## Your objective
Exactly as written, transcribe the lines that run from the one containing "- [ ] Makes" to the end of the records below.

## Records for this exercise
Segment Open
PR #2170, opened 2024-07-24
Replaces the `width` on `Tree` virtual items with `--_iui-width`

Ben-Pusey-Bentley:
## Changes

Replaces the `width: 100%` style that was added to virtual items on the `Tree` component with `--_iui-width: 100%`. This change preserves the style of the virtualized `Tree` where tree nodes stretched the full width of the `Tree` while allowing nodes to overflow the `Tree`s width. This overflow will allow users to add horizontal scroll to their virtualized `Tree` components. [relevant discussion](https://github.com/iTwin/iTwinUI/discussions/2146). Also fixes a bug where the style prop passed into `TreeNode` for virtualized `Tree` components was not respected.

After PR TODOs:

- [ ] Makes sure that all virtualized `Tree` items have the same width: [discussion](https://github.com/iTwin/iTwinUI/pull/2170#discussion_r1695466900)

## Testing

Added new story and test image for a virtualized `Tree` with horizontal scroll content. Also added a test image for the original virtualized `Tree`. Also confirmed that modification to the user code in the discussion works in the vite playground. Adding `height: 100%` to their `.my-tree` class is the only needed change to get their component working correctly.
Segment Closed
## Answer space
- [ ] Makes sure that all virtualized `Tree` items have the same width: [discussion](https://github.com/iTwin/iTwinUI/pull/2170#discussion_r1695466900)

## Testing

Added new story and test image for a virtualized `Tree` with horizontal scroll content. Also added a test image for the original virtualized `Tree`. Also confirmed that modification to the user code in the discussion works in the vite playground. Adding `height: 100%` to their `.my-tree` class is the only needed change to get their component working correctly.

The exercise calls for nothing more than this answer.